Engineering Contradictions & Design Principles
Engineering Contradiction Analysis
1Adaptability or versatility
If target-less machine vision systems are used to observe wheel assemblies, then the system can accommodate variability between vehicles and wheel assemblies, but the measurement precision deteriorates due to the randomness of observable features
Solution Approach 1:
The patent transforms the random 2D image features into structured 3D spatial parameters by fitting superquadric mathematical models to the wheel assembly features. This parameter transformation converts variable appearance features into consistent geometric parameters (center position, orientation angles, dimensions) that enable precise measurement despite feature variability across different vehicles and wheel assemblies.
Solution Approach 2:
The patent introduces mathematical models (superquadric equations) as intermediaries between the observed image features and the alignment measurements. These models serve as a bridge that translates variable visual features into standardized geometric parameters, enabling consistent measurement precision while maintaining adaptability to different wheel assembly configurations.
2Ease of operation
If alignment targets are not mounted on wheels, then the system is easier to operate and requires no additional components, but the reliability of feature identification deteriorates due to feature variability
Solution Approach 1:
The patent enables the wheel assembly to serve itself as the alignment target by automatically identifying and utilizing its own geometric features (wheel rim, tire sidewalls, hub structures) visible in the images.
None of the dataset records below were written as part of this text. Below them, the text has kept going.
PR #1443, opened 2020-08-24
Add SOCKS5 and SOCKS5H schemes

ahmedyarub:
*Description of changes:*
Added schemes required for proxying connections to socks5 and socks5h (with host resolution) with CURL library

*Check all that applies:*
Not applicable: it doesn't add anything functional. It just enables prepending socks5 and socks5h to the host name

- [X] Linux
- [X] Windows
- [X] Android
- [X] MacOS
- [X] IOS
- [X] Other Platforms
WebAssembly


KaibaLopez:
Hi @ahmedyarub ,
Could you give some description to your use case and also, could you use the endpoint override function in the clientconfiguration to use these or is there a limitation there?

ahmedyarub:
proxifying your connections to AWS is a very common requirement when using AWS SDK. unfortunately, since the default client only accepts http and https schemas, we cannot use socks5 and socks5h proxies that are already supported by curl. socks5h is especially useful in my case since I'm running my WebAssembly application on Google Chrome, and the only way to connect to AWS servers with WebAssembly is by proxifying the requests to a SOCKS proxy AND doing the DNS resolution on the proxy itself.
I could create a new client and use the overriding function but I found it too much of a hassle to create a new client and implement the overriding method and then setting as a default client configuration just so that I can add the schema.

anubes19 (approved):

ahmedalnuaimi:
Any chance this will be merged?

PR #1480, opened 2020-09-30
Don't require git to download external projects

nealrichardson:
*Issue #, if available:* N/A

*Description of changes:*

Building `aws-sdk-cpp` with the default `BUILD_DEPS=ON` fails if `git` is not found on the system:

```
-- Configuring incomplete, errors occurred!

-- stderr output is:
CMake Error at /tmp/RtmpqRJAdR/file1835205980df/cmake-3.18.1-Linux-x86_64/share/cmake-3.18/Modules/ExternalProject.cmake:2350 (message):
  error: could not find git for clone of AwsCCommon
Call Stack (most recent call first):
  /tmp/RtmpqRJAdR/file1835205980df/cmake-3.18.1-Linux-x86_64/share/cmake-3.18/Modules/ExternalProject.cmake:3228 (_ep_add_download_command)
  cmake/BuildAwsCCommon.cmake:39 (ExternalProject_Add)
  CMakeLists.txt:19 (include)


CMake Error at CMakeLists.txt:218 (message):
  Failed to configure third-party libraries.
```

These `third-party` cmake files specify a git repository and tag for the source for each library, but we can download the source without `git` by constructing a URL.

On https://github.com/apache/arrow/pull/8304 I've tested that this works as expected by applying it in a `PATCH_COMMAND`.

*Check all that applies:*
- [x] Added proper tests to cover this PR. (If tests are not applicable, explain.) *Any CI you have that tests these cmake files will cover the changes; there are no behavior changes*

- [x] Linux
- [ ] Windows
- [ ] Android
- [ ] MacOS
- [ ] IOS
- [ ] Other Platforms

### DIFF
--- a/third-party/CMakeLists.txt
+++ b/third-party/CMakeLists.txt
@@ -14,15 +14,15 @@ set(AWS_DEPS_INSTALL_DIR "${CMAKE_INSTALL_PREFIX}" CACHE PATH "Dependencies inst
 set(AWS_DEPS_BUILD_DIR "${CMAKE_BINARY_DIR}/build" CACHE PATH "Dependencies build directory.")
 set(AWS_DEPS_DOWNLOAD_DIR "${AWS_DEPS_BUILD_DIR}/downloads" CACHE PATH "Dependencies download directory.")
 
-set(AWS_C_COMMON_URL "https://github.com/awslabs/aws-c-common.git")
+set(AWS_C_COMMON_URL "https://github.com/awslabs/aws-c-common")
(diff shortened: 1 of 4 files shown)


wps132230:
Hi there, we are using git submodule instead of CMake external project now.
If you don't have git on your system, you could run this script to download all submodules: https://github.com/aws/aws-sdk-cpp/blob/main/prefetch_crt_dependency.sh
Does that meet your requests?

nealrichardson:
I think we worked around this by building the dependencies ourselves rather than relying on BUILD_DEPS=ON

PR #1541, opened 2020-12-19
Do not force to run a test when crosscompiling

diegonieto:
*Issue #, if available:*

*Description of changes:*
I'm using Amazon TranscribeStreaming in both PC64 and ARM64 machines.

When crosscompiling the SDK there is a check_c_source_runs CMake sentence that forces to run a CURL code in order to enable its functionality. Since the crosscompiled code is not runnable in the host machine, the checker fails when CURL is actually capable to work with both HTTP2 and TLS Proxy connections. This is affecting to the TranscribeStreaming service.
My proposal is that for SDK cross-compilations CMake should check weather CURL is compilable instead of runnable. Of course, both HTTP2 and TLS Proxy may not be enable, can be checked in the target machine, but at least the SDK does not discard this feature just because it is not runnable in the target machine at compile time.

*Check all that applies:*

- [x] Linux
- [ ] Windows
- [ ] Android
- [ ] MacOS
- [ ] IOS
- [ ] Other Platforms

### DIFF
--- a/aws-cpp-sdk-core/CMakeLists.txt
+++ b/aws-cpp-sdk-core/CMakeLists.txt
@@ -86,23 +86,30 @@ file(GLOB UTILS_CRYPTO_FACTORY_SOURCE "${CMAKE_CURRENT_SOURCE_DIR}/source/utils/
 include(CheckCXXSourceCompiles)
 include(CheckCSourceRuns)
 include(CheckCXXSourceRuns)
+include(CheckCSourceCompiles)
 
 # http client implementations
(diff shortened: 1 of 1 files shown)


diegonieto:
Hi guys, do you have any news about this?

KaibaLopez:
Hi @diegonieto ,
Sorry for the long wait here, but yea we have merged this PR, and should be available in the newest version of the SDK once the new release happens (at some point later today).
Thanks and sorry again for the wait.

The system processes the wheel assembly's inherent features through mathematical modeling to determine alignment parameters, eliminating the need for external target mounting while maintaining reliable feature identification through robust image processing algorithms.
3Measurement precision
If traditional alignment targets are used, then measurement precision is maintained through predefined features, but the device complexity increases due to target mounting and removal procedures
Solution Approach 1:
The patent extracts the essential measurement function from the physical alignment target and embeds it directly into the image processing algorithm. By removing the external target component and incorporating the feature identification and measurement capabilities into the software processing pipeline, the system maintains measurement precision while eliminating the mechanical complexity of target mounting, attachment, and removal mechanisms.
Data Source
AI summary
A method of the present invention provides methods for processing images of vehicle wheel assemblies acquired during vehicle service procedures to determine vehicle wheel assembly pose components, from which vehicle wheel alignment angles may be calculated.